» **What is required**:
The lines wanted run from the first one below through the one with "the Issues yet.)". Return them exactly.

[Dataset entries]
§

PR #2738, opened 2017-03-26
Fix triggerSubmit/clearSubmit propTypes problems

### LINKED ISSUE #2744: Can we remove `triggerSubmit: func.isRequired` from `src/propTypes.js`?
`triggerSubmit` prop is undocumented ("// didn't find in the docs what is does"), but at the same time, it is marked as required. It is generating false warnings in the developer console since developers don't use this prop (at least I know of no actual, documented usage in the docs and no one mentioned it in the Issues yet.)

We should display no warnings for code developers can't do anything about. Perhaps we should remove `.isRequired` from props that are not required for the form to function properly.

My environment:
Redux-Form 6.5.0, 6.6.0, Chrome (OS X), node 7.7.4

mqklin:
fix https://github.com/erikras/redux-form/pull/2707 problems

Fixes #2744

### DIFF
--- a/src/propTypes.js
+++ b/src/propTypes.js
@@ -48,9 +48,9 @@ const propTypes = {
   submit: func.isRequired,            // action to trigger a submission of the specified form
   untouch: func.isRequired,           // action to mark fields as untouched
   
-  triggerSubmit: bool, // didn't find description in the docs
-  clearSubmit: func // didn't find as well
-  
+  // triggerSubmit
+  triggerSubmit: bool,                // if true, submits the form on componentWillReceiveProps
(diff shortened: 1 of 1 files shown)


btimo:
**triggerSubmit** seems to be a **bool** reporting the state of a form when submitting it.
Multiple proofs available in the source: [](https://github.com/erikras/redux-form/search?utf8=%E2%9C%93&q=triggerSubmit&type=)

Empact:
Oh hey didn't check and made: #2747 you could copy the doc comments from there if you like.

mqklin:
Added your comments.

erikras:

PR #2750, opened 2017-03-28
Fix 'renderHobbies' was used before it was defined eslint error

Empact:
Found by codeclimate.

I just switched the two method definitions.


gustavohenke:
Thanks!

PR #2755, opened 2017-03-29
Fix: hasError used plain.getIn(syncErrors, key) for Immutable instead of getIn(syncErrors, key)

hsz:
Because of using `plain.getIn`, the syncErrors are not respected during the form submit operation and form is submitted even if it is not valid.

Can we release it ASAP?


erikras:

PR #2776, opened 2017-04-04
pass meta.form to Fields component

chirag04:
meta.form is undefined for `Fields` component. This pr adds the failing test case and the fix.


chirag04:
cc @erikras

PR #2779, opened 2017-04-05
Fixed inconsistent treatment of sync errors in redux-form/immutable

### LINKED ISSUE #2774: ARRAY_PUSH action with Immutable give Invalid keyPath error
I think this is a bug related with validate function and immutable, because if I don't pass validate function ARRAY_PUSH actions works fine.

screen shot 2017-04-04 at 16 04 40

At the moment I try to push on field array new data. In this case I am trying to initialize new condition with a default operator. So idea of final result in plain JS will be:
```js
{
  title: 'title',
  conditions: [
    {
       attribute: 'bla',
       operation: '===',
       value: 'true',
       operator: 'AND',
    },
    {
       attribute: 'bla',
       operation: '===',
       value: 'true',
       operator: 'AND',
    },
....
  ],
}
```

I expect when I try to add new data to list of conditions doesn't crash

### What's your environment?
redux-form: 6.6.1
redux: 3.6.0
redux-immutable: 4.0.0
immutable: 4.0.0-rc.2
material-ui: 0.17.0

Let me know if you need more info about it

### Other informations
After some research I "fix" it if I add fromJs to line 390 on reducer.js file
result = setIn(result, 'syncErrors', fromJS(syncErrors))
I detect that state store syncErrors as Immutable.Map but all inside of it is plain object so when you use getIn and want to access deeper this error shows because deeper key is plain object not Immutable data. So thats it is reason I add that fromJS, but after run tests I saw I break 7 tests so I have feeling that maybe it isn't real problem.

This is killing me because I can't continue until this is fixed, let me know how I could help you or if you need anything from my side.

erikras:
Fixes #2774.

### DIFF
--- a/src/ConnectedField.js
+++ b/src/ConnectedField.js
@@ -3,6 +3,7 @@ import { connect } from 'react-redux'
 import createFieldProps from './createFieldProps'
 import onChangeValue from './events/onChangeValue'
 import { dataKey } from './util/eventConsts'
+import plain from './structure/plain'
 
 const propsToNotUpdateFor = [
   '_reduxForm'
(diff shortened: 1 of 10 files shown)


erikras:

Issue #2785, opened 2017-04-05
wizard screen submission failing with no errors


mpham-r7:
i have a redux-form@6.6.1 that implements the wizard pattern and i'm having an issue... when submitting a screen (no syncErrors present), submission fails... i think i've tracked down the issue to the submit function in reduxForm.js

it seems the problem is that the value for (the closed over variable) validExceptSubmit at https://github.com/erikras/redux-form/blob/master/src/reduxForm.js#L445 could be different from the ~equivalent value in this.props.validExceptSubmit https://github.com/erikras/redux-form/blob/master/src/reduxForm.js#L442 ... i find that this is the case /w my code

i haven't managed to reproduce the behavior in a (simplified) fiddle as i'm not exactly sure what the form state causing this is, but in terms of the code itself, the callback on line 445 should reference the current props, rather than the closed over variable (which over time could diverge from the current props) right?

mpham-r7:
i tracked it down to here, looks like the intent was to refactor the code...

https://github.com/erikras/redux-form/commit/81ce486788bba5485b1d580c1c0fad359adc41cd#diff-d749bb1257f721af37259e0346e623beR403

mpham-r7:
made a pr for this: #2786

erikras:
Great 🕵️ work on this, @mpham-r7!

erikras:
Fix published in [`v6.6.3`](https://github.com/erikras/redux-form/releases/tag/v6.6.3).

PR #2786, opened 2017-04-05
fix (possibly stale) reference to validExceptSubmit variable

mpham-r7:
instead of referring to a possibly stale reference to validExceptSubmit, refer to this.props.validExceptSubmit... opened an issue /w more details here: #2785

### DIFF
--- a/src/reduxForm.js
+++ b/src/reduxForm.js
@@ -408,7 +408,7 @@ const createReduxForm =
           }
 
           submit(submitOrEvent) {
-            const { onSubmit, blur, change, dispatch, validExceptSubmit } = this.props
+            const { onSubmit, blur, change, dispatch } = this.props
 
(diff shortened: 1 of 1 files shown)


mpham-r7:
made a new issue with more detail and a plunkr demoing the issue here #2799 
@erikras i would appreciate if you took a look

erikras:
I just spent an hour debugging this problem and came to the exact same conclusion. Hard to believe such a complex problem is solved with such a tiny change. Programming is fun! 😀

Luckily it wasn't time completely wasted, as I've written a great test to demonstrate the bug and also demonstrate that this fixes it.

chirag04:
@erikras while we are at it, can you also release a new version?

erikras:
Published in [`v6.6.3`](https://github.com/erikras/redux-form/releases/tag/v6.6.3).

PR #2796, opened 2017-04-07
Ignore non-RF actions

### LINKED ISSUE #2790: [6.6.1] reducer function registers form when non-redux-form action type dispatched to store
bug report

We have our own specialized react form implementation but we also use redux-form in our app. Our form implementation uses `action.meta.form` (just like redux-form) to send our form's name to our reducer. When we dispatch our `ecrForm\INIT_FORM` action type to the redux store with `action.meta.form = 'generatedForm'` redux-form's reducer also "registers" `generatedForm` as its form in its 'form' state slice.

We think the problem is in `src/reducer.js` file's `byForm` method. It retrieves the form name from `action.meta.form` and in the last line it  sets `generatedForm` to an empty Map in redux-form's state because `result` is empty (because we dispatched non-redux-form action) and `formState` is `undefined`.
```
  const byForm = (reducer) =>
    (state = empty, action = {}) => {
      const form = action && action.meta && action.meta.form
      // ...
      const result = reducer(formState, action)
      return result === formState ? state : setIn(state, form, result)
    }
```

Do not change state when non-redux-form action type dispatched to store.

### What's your environment?
Redux Form 6.6.1, Immutable store (3.8.1), React 15.4.2

erikras:
Fixes #2790.


src/reducer.js
```diff
@@ -446,13 +451,13 @@ const createReducer = structure => {
...
           .keys(reducers)
           .reduce((accumulator, key) => {
-            const previousState = getIn(accumulator, key)
-            const nextState = reducers[ key ](previousState, action, getIn(state, key))
-            return nextState === previousState ?
-              accumulator :
-              setIn(accumulator, key, nextState)
-          },
-          this(state, action)))
+              const previousState = getIn(accumulator, key)
```
mereskin: Is that whitespace intentional?

erikras: No consciously, no. Was added by my IDE, and ESLint doesn't mind.

Personally, I think I prefer that wrapped continuations of parameters (in this case an arrow function) be indented....but not very strongly.

Thank you for the eagle eye, though. I'd be open to hearing arguments against it.

PR #2797, opened 2017-04-07
Enable initialize in componentWillMount()

### LINKED ISSUE #1385: Validation errors not passed to fields after re-initialize when enableReinitialize is turned on
When passing the `enableReinitialize` flag all of the fields are getting being marked as valid even though there are errors present for them. It appears to be that when initialize is called a second time it does not trigger the `redux-form/UPDATE_SYNC_ERRORS` action and as such all of the fields don't get updated with their error state again.

When this flag is passed, I think the `redux-form/UPDATE_SYNC_ERRORS` action always needs to get triggered in this scenario and maybe a change in the logic of `updateSyncErrorsIfNeeded` is needed?

erikras:
Fixes #1385.

### DIFF
--- a/src/__tests__/reduxForm.spec.js
+++ b/src/__tests__/reduxForm.spec.js
@@ -1,16 +1,11 @@
+import { createSpy } from 'expect'
+import { noop } from 'lodash'
 /* eslint react/no-multi-comp:0 */
 import React, { Component } from 'react'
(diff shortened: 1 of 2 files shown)


erikras:
Published in [`v6.6.3`](https://github.com/erikras/redux-form/releases/tag/v6.6.3).

PR #2811, opened 2017-04-13
Update Field.md

rupertrutland:
Fix the text, it seemed like a mistake.

### DIFF
--- a/docs/api/Field.md
+++ b/docs/api/Field.md
@@ -115,7 +115,7 @@ passing them into `props`.
 #### `parse : (value, name) => parsedValue` [optional]
 
 Parses the value given from the field input component to the type that you want stored in the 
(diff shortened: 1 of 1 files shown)


docs/api/Field.md
```diff
@@ -115,7 +115,7 @@ passing them into `props`.
 #### `parse : (value, name) => parsedValue` [optional]
 
 Parses the value given from the field input component to the type that you want stored in the 
-Redux store. Common use cases are to parse currencies into `Number`s into currencies or 
+Redux store. Common use cases are to parse currencies into `Number`s or
```
gustavohenke: Why would you want to convert numbers into dates?

rupertrutland: I don't know the use case for the example but the text "parse currencies into `Number`s into currencies" does not make sense in English.

erikras: 👍

PR #315, opened 2020-11-13
Add date input as an option for editable list

jwinding:

Add date as a possible input in the editableList component. 

## Explain your solution

I added some switch logic to the EditableList component, so that it can handle more than just text input. As a bonus, I discovered that it was not handling number input correctly, i.e. not showing the user a numeric keyboard, which this PR also fixes. The next step is to add support for dropdown menus, where this logic will also help.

§

» **Task output**:
PR #2738, opened 2017-03-26
Fix triggerSubmit/clearSubmit propTypes problems

### LINKED ISSUE #2744: Can we remove `triggerSubmit: func.isRequired` from `src/propTypes.js`?
`triggerSubmit` prop is undocumented ("// didn't find in the docs what is does"), but at the same time, it is marked as required. It is generating false warnings in the developer console since developers don't use this prop (at least I know of no actual, documented usage in the docs and no one mentioned it in the Issues yet.)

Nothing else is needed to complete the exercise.